Per logica tanto più un processo risulta delicato, tanto più la pena da infliggere appare severa, tanto più il prodotto che determina l’esito dei quella procedura, appunto la prova, dovrebbe essere di prima qualità.

E questo – non lo dico io, ma le stesse norme – avviene quando si consente all’imputato di difendersi usufruendo di tutti i diritti garantiti dalle regole del “giusto processo”.

Ora, mediante il meccanismo del “doppio binario” processuale, si tradisce esattamente questo elementare principio di natura logica oltre che giuridica.

In determinati processi, stante l’oggetto dell’accertamento, può, per esempio, tradirsi la regola dell’oralità e dell’immediatezza (il riferimento è all’art. 190bis cpp).

E questa grave anomalia si giustifica con l’eccezionale rilevanza sociale del tema oggetto di processo.

Torniamo allora ancora indietro.

Perché erano “insensibili” e forse anche stupiti (per la verità con l’eccezione del direttore de Il dubbio Varì) i miei interlocutori e anche i ragazzi del pubblico durante il dibattito al Salone della Giustizia?

Perché dopo avere pienamente condiviso la necessità di prestare grandissima attenzione al fenomeno deprecabile della violenza di genere; alla necessità di creare dei meccanismi idonei a comprendere immediatamente l’esistenza di situazioni di particolare rischio; all’introduzione di una formazione specifica, per magistrati e soprattutto operatori di p.g. chiamati ad occuparsi di tale materia; ed avere infine convenuto sull’esigenza insopprimibile di lavorare sulla prevenzione, cercando di fare dei passi fondamentali verso una formazione culturale dei giovani che recepisca pienamente l’assoluta esigenza di colmare quello che ancora è ampiamente percepibile nel nostro contesto sociale, rispetto al problema di una effettiva parità di diritti; dopo avere ampiamente condiviso con i miei interlocutori tutto questo, cercavo disperatamente di affermare che la diversità di approccio doveva assolutamente arrestarsi alla soglia del processo.

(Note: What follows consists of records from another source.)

Issue #4322, opened 2026-03-23
Multiple issues [re: Quick Picks / presets]


callofduty194-cpu:
Good afternoon!

I installed IIAB using the curl command, as well as sudo iiab after. Worthy to note I also installed global IIAB maps.

Installation seemed to go smooth without any hiccups. Upon completion, I then installed the 256GB English starter pack thru the IIAB browser admin portal.

![Image](https://github.com/user-attachments/assets/3712f4af-a44f-45c2-9cfe-1b47251e6c8a)

![Image](https://github.com/user-attachments/assets/c3fe68d8-f3ae-4565-89f7-0e3f714c982d)

Upon completion, when I try to access Project Gutenberg, it says undefined zim in a menu definition. When I try to access KA lite, it says this site cannot be reached (chrome, ERR_CONNECTION_REFUSED), and lastly when I try to open World Maps & Satellite Photos, I receive a 404 message.

I am not too technically saavy in this side of things.
Being that I have multiple errors, should I just wipe clean and attempt a fresh install? Or are these fixes relatively easy?

Thank you very much!

holta:
Hi @callofduty194-cpu 

1. What do URLs http://10.10.10.10/kiwix and http://localhost/kiwix show?

2. Can you please run `iiab-diagnostics` at the command-line and reply to us with the resulting URL?

3. Note that KA Lite is no longer possible.  This year it's being fully replaced by Kolibri instead.

4. Can you say a bit more about the exact OS, how much RAM, and what kind of hardware?

Thanks!

callofduty194-cpu:
Thank you for the quick response!

1. Being that I can only use box URL's, box/kiwix works but localhost refuses to connect! 

![Image](https://github.com/user-attachments/assets/0666ed97-e4d6-41be-9b0a-37db756cca5d)
![Image](https://github.com/user-attachments/assets/c18ed227-5a1a-4ed7-b513-085e957e2238)

2. Sure! https://paste.centos.org/view/63de29bc
3. Good to know, thank you.
4. I am running a stock raspberry pi 3B+

Thank you again for your help! Very much appreciated.

callofduty194-cpu:
![Image](https://github.com/user-attachments/assets/497335fd-24c0-4aaa-9ab6-b51b6f204f5c)

![Image](https://github.com/user-attachments/assets/0099c9a5-1f48-4e73-9489-0f1bbf36d786)

[...]

Issue #4172, opened 2025-12-11
problem with pip [during Admin Console reinstall of speedtest-cli]


tim-moody:
When installing iiab-admin-console on Intel bare metal:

Si chiedevano, soprattutto i meno esperti, perché il loro interlocutore, che non aveva fino a quel momento in alcun modo negato l’esistenza di un grave problema sociale, meritevole di una “particolare cura”, pretendesse, una volta giunti alla soglia del processo, che ogni influenza “emergenziale” fosse messa da parte? Che le regole del “giusto processo”, valessero pienamente anche in quel caso? Che non fosse in alcun modo auspicabile una diminuita capacità di difesa?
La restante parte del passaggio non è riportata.